Les pèlerins, persuadés que les portes de la ville assiégée ne devaient pas moins s’ouvrir à la dévotion qu’à la bravoure, écoutèrent avec docilité les exhortations du solitaire, et tous s’empressèrent de suivre son conseil, qu’ils regardaient comme le langage de Dieu même. Après trois jours d’un jeûne rigoureux, ils sortirent en armes de leurs quartiers, et marchèrent, les pieds nus, la tête découverte, vers les murailles de la sainte cité. Ils étaient devancés par leurs prêtres vêtus de blanc, qui portaient les images des saints et chantaient des psaumes et des cantiques. Les enseignes étaient déployées ; le bruit des timbales et des trompettes retentissait au loin. C’est ainsi que les Hébreux avaient fait autrefois le tour de Jéricho, dont les murailles s’étaient écroulées aux sons d’une musique belliqueuse. Les croisés, partis du camp de Godefroy au nord de la ville sainte, descendirent dans la vallée de Josaphat, passèrent entre le Tombeau de la Vierge et le jardin des Oliviers, et montèrent ensuite les hauteurs sacrées de l’Ascension. Lorsqu’ils furent arrivés sur le sommet de la montagne, le plus imposant spectacle se découvrit à leurs yeux : à l’orient, la mer Morte se dessinait dans la vallée de Jéricho comme un brillant miroir, et le Jourdain comme un ruban argenté ; les montagnes d’Arabie s’étendaient à l’horizon comme des remparts azurés ; à l’occident, les pèlerins contemplaient à leurs pieds Jérusalem et les pâles collines de la Judée. Assemblés dans le lieu même d’où Jésus-Christ monta au ciel et sur lequel ils croyaient voir encore les vestiges de ses pas, ils entendirent les dernières exhortations des prêtres et des évêques.
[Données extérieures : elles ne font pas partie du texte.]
Issue #112, opened 2021-11-25
Template not matching for full rejuvs?


mgleed:
**Botty Version**
Master branch commit `11b55a1` (post 4.0). 1920x1080. Belt rows =4. HP=2, RV=2.

**Describe the bug**
Bot won't pick up full_rejuv potions when plain rejuv potion is disabled in params.ini and full_rejuv is enabled. Bot starts picking up both when plain rejuv is re-enabled (log file reads match for regular rejuv).

**To Reproduce**
Make sure you need rejuv potions, then watch bot during pickit when plain rejuv potion is disabled in params.ini. Might only happen in 1920x1080, haven't tested 720p

**Screenshots / Video**
```
;potions
misc_rejuvenation_potion=0
misc_full_rejuvenation_potion=1
misc_super_healing_potion=1
misc_super_mana_potion=1
```
**video**
https://user-images.githubusercontent.com/9866239/143371894-086cbef6-6f28-42d3-b1bc-8c9418573484.mp4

Arnould de Rohes, chapelain du duc de Normandie, leur adressa un discours pathétique, et les conjura de redoubler de zèle et de persévérance. En terminant son discours, il se tourna vers Jérusalem. « Vous voyez, leur dit-il, l’héritage de Jésus-Christ foulé par les impies ; voici enfin le digne prix de tous vos travaux ; voici les lieux où Dieu vous pardonnera toutes vos fautes et bénira toutes vos victoires. » A la voix de l’orateur, les défenseurs de la croix s’humiliaient devant Dieu et tenaient leurs regards attaches sur Jérusalem.
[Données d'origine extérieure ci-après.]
PR #125, opened 2021-11-26
support list input for template_finder.search()

mgleed:


mgleed:
Merged and updated a line or two to catch up to recent updates. Tested a few runs on it tonight, going fine. Should be ready for review.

Comme Arnould les invitait, au nom de Jésus-Christ, à oublier les injures, à se chérir les uns les autres, Tancrède et Raymond, qui avaient eu entre eux de longs démêlés, s’embrassèrent en présence de toute l’armée chrétienne. Les soldats et les autres chefs suivirent leur exemple. Les plus riches promirent de soulager par leurs aumônes les pauvres et les orphelins qui portaient la croix. Tous oublièrent leurs fatales discordes, et jurèrent de rester fidèles aux préceptes de la charité évangélique.

Pendant que les croisés se livraient ainsi aux transports de leur piété, les assiégés, rassemblés sur les remparts de Jérusalem, élevaient en l’air des croix qu’ils profanaient par leurs outrages : ils insultaient par leurs gestes et leurs clameurs aux cérémonies des chrétiens. « Vous entendez, leur dit alors l’ermite Pierre, vous entendez les menaces et les blasphèmes des ennemis du vrai Dieu : jurez de défendre Jésus-Christ persécuté, crucifié une seconde fois par les infidèles. Vous le voyez qui expire de nouveau sur le Calvaire pour racheter vos péchés. » A ces mots, le cénobite est interrompu par des gémissements et des cris d’indignation. Toute l’armée brûle de venger les outrages du Fils de Dieu. « Oui, j’en jure par votre piété, poursuit l’orateur, j’en jure par vos armes, le règne des impies touche à son terme. L’armée du Seigneur n’a plus qu’à paraître, et tout ce vain amas de musulmans se dissipera comme l’ombre. Aujourd’hui encore pleins d’orgueil et d’insolence, demain, vous les verrez saisis de terreur, et sur ce Calvaire où vous allez monter à l’assaut, ils seront devant vous comme ces gardiens du sépulcre qui sentirent leurs armes s’échapper de leurs mains et tombèrent morts de frayeur lorsqu’un tremblement de terre annonça la présence d’un Dieu ressuscité. Encore quelques moments, et ces murailles, trop longtemps l’abri du peuple infidèle, deviendront la demeure des chrétiens ; ces mosquées qui s’élèvent sur des ruines chrétiennes serviront de temples au vrai Dieu, et Jérusalem n’entendra plus que les louanges du Seigneur. »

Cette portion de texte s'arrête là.